NATO and the broader West should treat Ukraine's Kursk incursion as a reminder of the crucial value of narrative warfare, which at least on paper seems to be at the very heart of NATO’s military value system.

Ukraine's incursion into Kursk could influence NATO's approach to defending the Baltics. Photo: NATO forward presence battalions training in trench operations in Estonia during an exercise in 2023.
Ukraine's incursion into Kursk could influence NATO's approach to defending the Baltics. Photo: NATO forward presence battalions training in trench operations in Estonia during an exercise in 2023. Photo: Marianne Loorents/Virumaa Teataja

The victory in the Kursk operation lies in the battlefield of strategic narratives. There are no significant military targets in the Kursk region, which makes the risk-reward ratio of the operation, in purely military terms, seem insane. The prevailing narrative prior to the incursion was that Ukraine was quietly moving towards unfavorable negotiations and that extending the war onto Russian territory would trigger nuclear war.

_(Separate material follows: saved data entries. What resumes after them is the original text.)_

PR #41952, opened 2025-08-18
fix: removing test os restriction

### LINKED ISSUE #13501: Check ImportAtStartupDistTest#failSetValueToImportRealmOption on windows
We disabled the test on windows for now as the error message is not the expected one. This has to be investigated with the goal of making the test pass also on windows.

_See also: @pedroigor in https://github.com/keycloak/keycloak/pull/13473#discussion_r935881704_

shawkins:
closes: #13501

@Pepo48 there was a logic error in our import-realm option. It needs to specifically take a boolean argument, not string. The converted the test(s) to PicoCli tests to prevent any need for quoting an = on windows.


Pepo48 (approved):
Tested this on my W11 machine, the tests were passing. Thanks @shawkins.

PR #41976, opened 2025-08-19
Collect Playwright reports and server logs on stability runs

### LINKED ISSUE #41974: Collect Playwright reports and server logs on stability runs
In order to determine what is going wrong in flaky test runs, we will have to collect server logs and Playwright traces to be able to debug any issues.

jonkoops:
Closes #41974

### DIFF
--- a/.github/workflows/stability-js-ci.yml
+++ b/.github/workflows/stability-js-ci.yml
@@ -73,6 +73,22 @@ jobs:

There are also implications for deterring Russia in the Baltics. Who knows, maybe thanks to Colonel General Syrskyi and his colleagues' decisiveness, we might be discussing collective deterrence in the Baltics in new terms. At the Vilnius Summit in 2023, NATO shifted its military strategy from “deterrence by punishment” (which basically assumed that the Baltics would be defended post-aggression) to “deterrence by denial.”

Based on Kursk, we might see another shift in NATO’s thinking on how to deter Russia in the Baltics - the shift towards "deterrence by reciprocity". The realistic possibility that Russia could lose control over parts of its territory should it engage in territorial grabs in the Baltics would serve as a serious deterrent. Given the structural challenges of defending the Baltics (lack of depth and vulnerable supply lines), declaring "deterrence by reciprocity" would be a significant and reassuring step toward keeping Russia from even contemplating such strategic follies.